In a unanimous
ruling this week, the Supreme Court held Professor Shanks is entitled to
compensation under the Patents Act 1977, s 40, on the basis the patents for the
product he invented in 1982 have been of outstanding benefit to his employer
and he is entitled to a fair share of that benefit, in Shanks v Unilever Plc
[2019] UKSC 45.
Professor Shanks
initially received a salary of £18,000 and a Volvo car for his work on
biosensors, during which he conceived a system for measuring the glucose
concentration in blood, serum or urine. He built the prototype at home using
Mylar film and slides from his daughter’s toy microscope kit and bulldog clips
to hold the assembly together.

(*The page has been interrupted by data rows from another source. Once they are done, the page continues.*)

Issue #1826, opened 2020-05-23
Add "My QR" button to show wallet QR code in QR code scanner screen


hboon:
Study #1814

vladyslav-iosdev:
@hboon My QR button always should present in QR code scanner screen, or not? (for example if we do scan qr code from send screen, do we need show this button)?

hboon:
@vladyslav-iosdev yes, always show it.

hboon:
Closed with #2037

PR #2037, opened 2020-07-15
All-encompassing QR code scanner #1723

### LINKED ISSUE #1723: All-encompassing QR code scanner
So that QR code scanner can be available in various screens and "jump" to the right screen depending on what is scanned instead of the ones we have now which only allows users to scan what is supported in the current screen.

Let’s make the scanner functionality configurable with options - for handling EIP681, WalletConnect etc -, mirroring how UIImagePickerController allows us to choose from photo, library, all, etc.

There’s a Zeplin screen which has the button, but let’s assume it’s a button available in the Wallets tab navigation bar (because: see Out of Scope below). 

Out of scope 
—-
When this is available, we should probably also make it available in the quick action list accessibly by tapping and holding the app icon in the iOS home screen.

vladyslav-iosdev:
Closes  #1723, #1826


vladyslav-iosdev:
@hboon also can how can i determin if detected address is not Ethereum wallet address?

hboon:
>@hboon also can how can i determin if detected address is not Ethereum wallet address? ...

@vladyslav-iosdev you mean if it’s a contract address and not wallet? We can’t. We can only do a simple length and string check to make sure it’s an Ethereum address. While we might do something smarter like querying the address to figure out if it’s a token/contract, sometimes the user might really want to watch it like a “wallet”, so can’t really be sure. Also a contract might be a smart contract wallet :p

So have to present all options that applies to Ethereum addresses. I haven’t checked the code yet, but remember the comment I made about providing configurable “source” options like UIImagePicker. We probably will use this same code but with specific options in existing screens like Send screen where is address to send to or EIP681 but never prompt the user to add a custom contract. Similarly in the import wallet screen.

hboon:
@vladyslav-iosdev are you waiting for me to review this?

vladyslav-iosdev:
> @vladyslav-iosdev are you waiting for me to review this?

actually i dont't know, i worked on it to long ago, and i don't remember what, not finished here yet. but anyway u can check it.

hboon:
@vladyslav-iosdev sorry,  my bad. I'll check it out.

AlphaWallet/AlphaWallet.entitlements
```diff
@@ -2,24 +2,24 @@
 <!DOCTYPE plist PUBLIC "-//Apple//DTD PLIST 1.0//EN" "http://www.apple.com/DTDs/PropertyList-1.0.dtd">
 <plist version="1.0">
 <dict>
```
hboon, line 4: Can you see if you can restore this file and not generate a diff?

hboon (changes requested):
So the universal scanner (for this PR at least) is only activated in the Wallet tab, right? The scanner functionality in other screens remain unchanged?

- [ ] When the QR code is for an EIP681 payment link like this:

```
"ethereum:0x89d24a6b4ccb1b6faa2625fe562bdd9a23260359/transfer?address=0x007bEe82BDd9e866b2bd114780a47f2261C684E3&uint256=1.3e18"
```

Rather than prompting the user to open in browser, it should open TokenViewController for that token (fetch the contract data first, like user is manually adding a token, ala `NewTokenViewController` if it's not already in `TokenObject`) and then bring up the send screen.

- [ ] The number of lines in the localization files are not the same, can you see if it's because of this PR or is it a problem in `master`?

- [ ] When handling `.address`, we can check if the address is already in the database. If it is, we can omit `.addCustomToken`.

- [ ] When handling `.address`, can you add 1 more action: "Open in Etherscan"? Hardcoded to be for mainnet (or add it in a future PR, up to you)

- [ ] In the "Select Asset" screen for `.sendToAddress`, I think we'll have to only include ERC20 tokens for now. Can you create an issue to follow up to support other token types? Their transfer flow/screen is different (partly because they use different smart contract functions)

vladyslav-iosdev:
> So the universal scanner (for this PR at least) is only activated in the Wallet tab, right? The scanner functionality in other screens remain unchanged?

yes, right.

hboon:
> > So the universal scanner (for this PR at least) is only activated in the Wallet tab, right? The scanner functionality in other screens remain unchanged?
> 
> yes, right.

That's great. More self-contained :) Thanks.

AlphaWallet/AlphaWallet.entitlements
vladyslav-iosdev: > Can you see if you can restore this file and not generate a diff?

it seems like i fixed it, but i am not sure.

AlphaWallet/Browser/Coordinators/ScanQRCodeCoordinator.swift
```diff
@@ -8,12 +8,59 @@ protocol ScanQRCodeCoordinatorDelegate: class {
...
+typealias WCURL = String
+
+private enum ScanQRCodeResolution {
+    case address(AlphaWallet.Address)
+    case walletConnect(WCURL)
+    case other(String)
+    case url(URL)
+
+    init(rawValue: String) {
+        if let address = AlphaWallet.Address(string: rawValue) {
```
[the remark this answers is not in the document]
vladyslav-iosdev: > Should have something like this:
> 
> ```
> let rawValue = rawValue.trimmed
> ```
> 
> so addresses like "0x89d24a6b4ccb1b6faa2625fe562bdd9a23260359\n" is handled. I don't know how I generated it, but I guess it might be common :)

done

AlphaWallet/Browser/Coordinators/ScanQRCodeCoordinator.swift
```diff
@@ -51,26 +120,200 @@ final class ScanQRCodeCoordinator: NSObject, Coordinator {
...
+            switch value {
+            case .address(let contract):
+                switch configuration {
+                case .resolution(let tokensDatastores, _):
+                    let actions: [ScanQRCodeAction]
+                    //NOTE: or meybe we need pass though all servers?
+                    guard let tokensDatastore = tokensDatastores.first(where: { $0.server == rpcServer }) else { return }
+
+                    //I guess if we have token, we shouldn't be able to send to it, or we should?
+                    if tokensDatastore.token(forContract: contract) != nil {
```
hboon, line 142: We should still allow `.sendToAddress` and `.watchWallet` because for the former, some token-holding contracts (I think Dai?) works by getting you to send ETH to it. For the latter, we might just want to look at transactions for the contract.

AlphaWallet/Browser/Coordinators/ScanQRCodeCoordinator.swift
```diff
@@ -2,18 +2,83 @@
...
+    var title: String {
+        switch self {
+        case .sendToAddress:
+            return R.string.localizable.qrCodeSendToAddressTitle()
+        case .addCustomToken:
+            return R.string.localizable.qrCodeAddCustomTokenTitle()
+        case .watchWallet:
+            return R.string.localizable.qrCodeWatchWalletTitle()
+        case .openInEtherscan:
+            return "Open in Etherscan"
```
hboon, line 35: Remember to localize

AlphaWallet/Tokens/ViewModels/SelectAssetViewModel.swift
```diff
@@ -0,0 +1,65 @@
...
+
+    init(filterTokensCoordinator: FilterTokensCoordinator, tokens: [TokenObject], tickers: [RPCServer: [AlphaWallet.Address: CoinTicker]], filter: WalletFilter) {
+        self.filterTokensCoordinator = filterTokensCoordinator
+        self.tokens = tokens
+        self.tickers = tickers
+        self.filter = filter
+    }
+
+    private func filteredAndSortedTokens() -> [TokenObject] {
+        let displayedTokens = filterTokensCoordinator.filterTokens(tokens: tokens, filter: .type(.erc20))
```
hboon, line 62: Should the `.type(.erc20)` be replaced by the `filter` property instead?

hboon (changes requested):
Can you try with this EIP681 link:

ethereum:0x89d24a6b4ccb1b6faa2625fe562bdd9a23260359/transfer?address=0x007bEe82BDd9e866b2bd114780a47f2261C684E3&uint256=1.3e18

If I scan it with the universal scanner, it shows the amount to transfer as `1.3e18`. but it should be 1.3. If you scan the same link when in the DAI card, it shows `1.3` as expected.

AlphaWallet/Tokens/ViewModels/SelectAssetViewModel.swift
vladyslav-iosdev: > Should the `.type(.erc20)` be replaced by the `filter` property instead?

sorry, u right.

vladyslav-iosdev:
> Can you try with this EIP681 link:
> 
> ethereum:0x89d24a6b4ccb1b6faa2625fe562bdd9a23260359/transfer?address=0x007bEe82BDd9e866b2bd114780a47f2261C684E3&uint256=1.3e18
> 
> If I scan it with the universal scanner, it shows the amount to transfer as `1.3e18`. but it should be 1.3. If you scan the same link when in the DAI card, it shows `1.3` as expected.

@hboon done, now should be ok.

hboon (changes requested):
Looks good! A couple of things:

- [x] When scan an address-only QR code to add custom token, we should hide the tab bar when the add token screen is pushed onto the navigation controller (see screenshot)
- [x] Select Asset when scanning and choosing to send to an address should include the native crypto token (ETH, etc) in it
- [ ] Need to update the Podfile to point to the correct commit after https://github.com/AlphaWallet/QRCodeReaderViewController/pull/2 is merged before merging this PR
- [x] Squash into single commit

hboon (changes requested):
Looks good, but seems to be failing a test. Can you help fix it? After that we just need to wait for https://github.com/AlphaWallet/QRCodeReaderViewController/pull/2 to be ready.

vladyslav-iosdev:
> Looks good, but seems to be failing a test. Can you help fix it? After that we just need to wait for [AlphaWallet/QRCodeReaderViewController#2](https://github.com/AlphaWallet/QRCodeReaderViewController/pull/2) to be ready.

damn, right, i missed about test. i will return to it after finish bartercard task.

vladyslav-iosdev:
> Looks good, but seems to be failing a test. Can you help fix it? After that we just need to wait for [AlphaWallet/QRCodeReaderViewController#2](https://github.com/AlphaWallet/QRCodeReaderViewController/pull/2) to be ready.

@hboon  i pushed tests fixes.

hboon:
@vladyslav-iosdev I think the commit the Podfile should point to should be 30d1a2a7d167d0d207ae0ae3a4d81bcf473d7a65 instead, according to https://github.com/AlphaWallet/QRCodeReaderViewController/commits/alphawallet?

vladyslav-iosdev:
> @vladyslav-iosdev I think the commit the Podfile should point to should be 30d1a2a7d167d0d207ae0ae3a4d81bcf473d7a65 instead, according to https://github.com/AlphaWallet/QRCodeReaderViewController/commits/alphawallet?

oh, yep, u right. done.

hboon:
Sorry I missed this:

Can you remove this part `:branch=>'alphawallet'` from the Podfile? I don't know what would happen if we specify both the branch and commit hash.

vladyslav-iosdev:
> Can you remove this part `:branch=>'alphawallet'` from the Podfile? I don't know what would happen if we specify both the branch and commit hash.

done

hboon (approved):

He accepts the rights to his inventions were
owned by his employer, which sold them to Unilever for £100. The Shanks patents
would later be worth more than £19m, and Unilever’s total earnings from the
patents were about £24m.
The court
considered the meaning of ‘outstanding benefit’ and what percentage of earnings
should be allocated.
Giving the
lead judgment, Lord Kitchin held it was fair to apply a 5% share of the £24m,
which gave Professor Shanks £2m.
He said the
statutory test required the benefit to be ‘outstanding’, which is ‘an ordinary
English word meaning exceptional or such as to stand out and it refers here to
the benefit (in terms of money or money’s worth) of the patent to the employer
rather than the degree of inventiveness of the employee’. In determining the
‘benefit’ to Unilever, Lord Kitchin said the court must consider what is the
employer’s undertaking for this purpose, and ‘what is the relevance of that
undertaking’s size and nature?’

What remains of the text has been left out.